Tonight he was going to pay Kaxton a visit at his Upper Westchester estate. But what better way to test out his metallic powers than by downing the public menace, Spider-Man? And if he made himself a hero, the public could be turned to his side and public opinion would turn against Kaxton Corporation. Wilbur could find a place to hide out. Then the fake genius could not only get law-enforcement to investigate Kaxton's theft of Stark property, but also the subsequent "death" of a Wilbur Day. Oh, this plan was getting better as Wilbur turned it over in his head.
But he first had to get to Spider-man and crush him. He lived twenty blocks from the 59th Street Bridge, but Wilbur wasn't going to use his car. He wanted nothing in the attack area to be trace back to him. Once the metallic warrior shows himself, he'd have to abandon his car and come back to it much later as Wilbur Day. Maybe some cop will run a license search for something stupid like over staying on a parking spot too long.
A taxi would not be prudent. His armor was too bulky to hide under a jacket. Then the question arose, would any vehicle reach the scene on time? Spider-man has a knack of disappearing quickly.
No, he'd go as the armored being. Wilbur was already wearing the chest plate. All he had to do put on his metal arms, head gear, and his prized possession. That last item would be the preferred mode of transportation as well as a weapon. Wilbur smiled as he turned away from the screen images and headed for his closet. He was going to wear the telescopic stilts. He hadn't thought of a proper name for the new "hero," but since his legs would be the most prominent, Stilt-Man would do for now.
The world will get its first view of the Stilt-Man. Yes, we'll see the debut of a new hero.
What a stubborn jerk, Jan Van Dyne thought. Here she was banging on the door of Lab F and Hank would not respond. Damn it. She had just gotten off the phone with Steve Rodgers who reported a threat on the 59th Street Bridge. He couldn't get the other Avengers, but knowing that Giant-Man and the Wasp lived somewhere close to the bridge, Steve requested that the duo meet the terror first and he'd joined them as soon as possible.
Jan kept banging on the door of this childish lunk head.

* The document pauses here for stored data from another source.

PR #17418, opened 2025-03-11
CAMEL-21842 camel-jbang-plugin-kubernetes pod startup probe fails because of wrong path

claudio4j:
# Description

# Target

# Tracking


docs/user-manual/modules/ROOT/pages/camel-jbang-kubernetes.adoc
```diff
@@ -180,6 +180,31 @@ The Kubernetes plugin export command also inherits all options from the arbitrar
 
 TIP: See the possible options by running: `camel kubernetes export --help` for more details.
 
+=== Kubernetes Container Health Probes
+
+The https://camel.apache.org/components/next/others/observability-services.html[Observability Services] component is set by default in the project created by the export command, then the health path probes are prefixed with the `/observe` endpoint, regardless if they are Quarkus or Spring Boot.
```
squakez, line 185: The link may fail in `camel-website`. Add the link to the component instead.

squakez: Also, camel-main runtime would be the same.

docs/user-manual/modules/ROOT/pages/camel-jbang-kubernetes.adoc
```diff
@@ -180,6 +180,31 @@ The Kubernetes plugin export command also inherits all options from the arbitrar
...
+----
+/observe/health/live
+/observe/health/ready
+/observe/health/started
+----
+
+For Spring Boot (there is no startup probe)
+[source]
+----
+/observe/health/liveness
```
squakez, line 200: These should be the same of the ones we have for the other runtimes. It is possible that the springboot also exposes those as an alias, but we should make use of the harmonized ones.

dsl/camel-jbang/camel-jbang-plugin-kubernetes/src/main/java/org/apache/camel/dsl/jbang/core/commands/kubernetes/KubernetesExport.java
```diff
@@ -331,6 +331,8 @@ public Integer export() throws Exception {
         var jkubeVersion = jkubeMavenPluginVersion(settings, mapBuildProperties());
         buildProperties.add("jkube.version=%s".formatted(jkubeVersion));
 
+        setContainerHealthPaths();
```
squakez, line 334: Why do you need to do this? It defeats the purpose of the component. Ideally you need to include those probes on the Deployment without worrying which is the runtime used.

squakez (commented):
I think there was some misunderstanding on the usage of the component. The goal is to provide the dependency in the pom and any probe on the Deployment if that is required.

dsl/camel-jbang/camel-jbang-plugin-kubernetes/src/main/java/org/apache/camel/dsl/jbang/core/commands/kubernetes/KubernetesExport.java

She knew that he was in there, because the normally opened door was locked and, in the dark hallway, light shone under the door.
"Just 'cause you're angry at me, don't ignore the call to assemble," she snapped.
This was getting her nowhere. And even if the Russian rat's bedroom was two stories above, Jan didn't want to give her the slimmest chance of knowing anything about their current spat.
Okay, then. Let him be that way. The Wasp will take flight and test the new weapon on her arm. Hank already knows the danger— she told him. Once she flies out of the window, the big jerk will follow. He thinks he can do what he childishly wants? He thinks that she can't move him into action, … into joining her? Ha! We'll see.
Inspiration: Actually this chapter takes place 10 months before Daredevil # 8.